_Aim of the exercise_:
Could you return the data below exactly as it appears?

-- Opening Marker --

PR #333, opened 2021-05-06
Handle x509.UnknownAuthorityError specifically when connecting to athena

marians:
Towards https://github.com/giantswarm/giantswarm/issues/16307

This PR should make the error message a bit mor specific when the athena certificate is not trusted.

I know, this is a very specific piece of error handling. However, I did it to debug a problem and figured I might as well suggest it for inclusion. WDYT?

### DIFF
--- a/pkg/graphql/client.go
+++ b/pkg/graphql/client.go
@@ -3,8 +3,10 @@ package graphql
 import (
 	"bytes"
 	"context"
+	"crypto/x509"
 	"encoding/json"
 	"net/http"
+	"net/url"
 
 	"github.com/giantswarm/microerror"
 )
@@ -66,6 +68,11 @@ func (c *ClientImpl) ExecuteQuery(ctx context.Context, query string, variables m
 
 	res, err := c.httpClient.Do(req)
 	if err != nil {
+		if urlErr, ok := err.(*url.Error); ok {
+			if x509Err, ok := urlErr.Err.(x509.UnknownAuthorityError); ok {
+				return microerror.Maskf(unknownAuthorityError, "certificate issued by %q", x509Err.Cert.Issuer.CommonName)
+			}
+		}
 		return microerror.Mask(err)
 	}
 	defer res.Body.Close()
--- a/pkg/graphql/error.go
+++ b/pkg/graphql/error.go
@@ -16,6 +16,16 @@ func IsInvalidConfig(err error) bool {
 	return microerror.Cause(err) == invalidConfigError
 }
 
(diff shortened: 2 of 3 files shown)


pkg/graphql/client.go
```diff
@@ -66,6 +68,11 @@ func (c *ClientImpl) ExecuteQuery(ctx context.Context, query string, variables m
 
 	res, err := c.httpClient.Do(req)
 	if err != nil {
+		if urlErr, ok := err.(*url.Error); ok {
```
axbarsan, line 71: Can you please use `errors.As()` instead? There are examples here
https://golang.org/src/errors/errors.go

marians: Oh cool

marians: Done

pkg/graphql/client.go
```diff
@@ -68,8 +69,10 @@ func (c *ClientImpl) ExecuteQuery(ctx context.Context, query string, variables m
 
 	res, err := c.httpClient.Do(req)
 	if err != nil {
-		if urlErr, ok := err.(*url.Error); ok {
-			if x509Err, ok := urlErr.Err.(x509.UnknownAuthorityError); ok {
+		var urlErr *url.Error
+		if errors.As(err, &urlErr) {
+			var x509Err x509.UnknownAuthorityError
```
axbarsan, line 74: I think this should be a pointer type.

```suggestion
			var x509Err *x509.UnknownAuthorityError
```

Also, I don't think this functionality should be in the GraphQL client, as its unrelated to it, but rather it should be in the installation info package. 

https://github.com/giantswarm/kubectl-gs/blob/6d9b79edd21404cd23fe3e54d2bcb076af891d3d/pkg/installation/info.go#L45

pkg/graphql/client.go
```diff
@@ -66,6 +69,13 @@ func (c *ClientImpl) ExecuteQuery(ctx context.Context, query string, variables m
 
 	res, err := c.httpClient.Do(req)
 	if err != nil {
+		var urlErr *url.Error
+		if errors.As(err, &urlErr) {
+			var x509Err x509.UnknownAuthorityError
+			if errors.As(urlErr, &x509Err) {
```
axbarsan, line 75: I think you were matching this property initially

```suggestion
			if errors.As(urlErr.Err, &x509Err) {
```

marians:
Doesn't make sense to invest more time here. Thanks anyway for looking into it.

-- Closing Marker --

_Result_:
PR #333, opened 2021-05-06
Handle x509.UnknownAuthorityError specifically when connecting to athena

marians:
Towards https://github.com/giantswarm/giantswarm/issues/16307

This PR should make the error message a bit mor specific when the athena certificate is not trusted.

I know, this is a very specific piece of error handling. However, I did it to debug a problem and figured I might as well suggest it for inclusion. WDYT?

### DIFF
--- a/pkg/graphql/client.go
+++ b/pkg/graphql/client.go
@@ -3,8 +3,10 @@ package graphql
 import (
 	"bytes"
 	"context"
+	"crypto/x509"
 	"encoding/json"
 	"net/http"
+	"net/url"
 
 	"github.com/giantswarm/microerror"
 )
@@ -66,6 +68,11 @@ func (c *ClientImpl) ExecuteQuery(ctx context.Context, query string, variables m
 
 	res, err := c.httpClient.Do(req)
 	if err != nil {
+		if urlErr, ok := err.(*url.Error); ok {
+			if x509Err, ok := urlErr.Err.(x509.UnknownAuthorityError); ok {
+				return microerror.Maskf(unknownAuthorityError, "certificate issued by %q", x509Err.Cert.Issuer.CommonName)
+			}
+		}
 		return microerror.Mask(err)
 	}
 	defer res.Body.Close()
--- a/pkg/graphql/error.go
+++ b/pkg/graphql/error.go
@@ -16,6 +16,16 @@ func IsInvalidConfig(err error) bool {
 	return microerror.Cause(err) == invalidConfigError
 }
 
(diff shortened: 2 of 3 files shown)


pkg/graphql/client.go
```diff
@@ -66,6 +68,11 @@ func (c *ClientImpl) ExecuteQuery(ctx context.Context, query string, variables m
 
 	res, err := c.httpClient.Do(req)
 	if err != nil {
+		if urlErr, ok := err.(*url.Error); ok {
```
axbarsan, line 71: Can you please use `errors.As()` instead? There are examples here
https://golang.org/src/errors/errors.go

marians: Oh cool

marians: Done

pkg/graphql/client.go
```diff
@@ -68,8 +69,10 @@ func (c *ClientImpl) ExecuteQuery(ctx context.Context, query string, variables m
 
 	res, err := c.httpClient.Do(req)
 	if err != nil {
-		if urlErr, ok := err.(*url.Error); ok {
-			if x509Err, ok := urlErr.Err.(x509.UnknownAuthorityError); ok {
+		var urlErr *url.Error
+		if errors.As(err, &urlErr) {
+			var x509Err x509.UnknownAuthorityError
```
axbarsan, line 74: I think this should be a pointer type.

```suggestion
			var x509Err *x509.UnknownAuthorityError
```

Also, I don't think this functionality should be in the GraphQL client, as its unrelated to it, but rather it should be in the installation info package. 

https://github.com/giantswarm/kubectl-gs/blob/6d9b79edd21404cd23fe3e54d2bcb076af891d3d/pkg/installation/info.go#L45

pkg/graphql/client.go
```diff
@@ -66,6 +69,13 @@ func (c *ClientImpl) ExecuteQuery(ctx context.Context, query string, variables m
 
 	res, err := c.httpClient.Do(req)
 	if err != nil {
+		var urlErr *url.Error
+		if errors.As(err, &urlErr) {
+			var x509Err x509.UnknownAuthorityError
+			if errors.As(urlErr, &x509Err) {
```
axbarsan, line 75: I think you were matching this property initially

```suggestion
			if errors.As(urlErr.Err, &x509Err) {
```

marians:
Doesn't make sense to invest more time here. Thanks anyway for looking into it.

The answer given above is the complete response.